The finding that people are more likely to terminate recall following errors than following correct responses, even when controlling for output positions and recall time, adds to a growing body of evidence that recall of an item evokes contextual information previously associated with that item and that this contextual information can serve to either support or hinder subsequent recall (for a review, see Kahana, Howard, & Polyn, 2008). Whereas earlier evidence for this process was based solely on recall transitions, the present study suggests that recall termination depends on the loss of appropriate retrieval cues.

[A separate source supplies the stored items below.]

PR #4726, opened 2017-09-20
Added expected condition for presence of a window

Tom-Trumper:
Added new expected condition to wait for the presence of a window with
a specified title or handle.


shs96c:
In modern java, this is more elegantly written as:

```
wait.until(driver -> driver.switchTo().window(handle));
```

While I thank you for the PR, I'm closing this without merging. The behaviour it models can be written as the lambda above, and that clearly expresses intent. The `ExpectedConditions` class predates Java 8 by a long time, which is why it exists, and it attempted to also make it easy to express intent. It has become far larger than ever intended.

Although the observed pattern of results suggests a causal relation between recall errors and recall termination, one cannot strictly rule out the possibility that these results arise from some other endogenous aspect of the recall process that gives rise to both recall error and recall termination. Future research will be able to better adjudicate between these theoretical accounts by testing sophisticated process models of recall that can simultaneously fit data on recall initiation, recall transitions, and recall termination. The serious consideration of recall termination data in these models will in turn enable the models to speak more clearly to the memory mechanisms that underlie recall impairments in both healthy aging and neurological disease (see, e.g., Dubois & Albert, 2004; Golomb, Peelle, Addis, Kahana, & Wingfield, 2008; Grober, Lipton, Hall, & Crystal, 2000; Kahana, Howard, Zaromb, & Wingfield, 2002).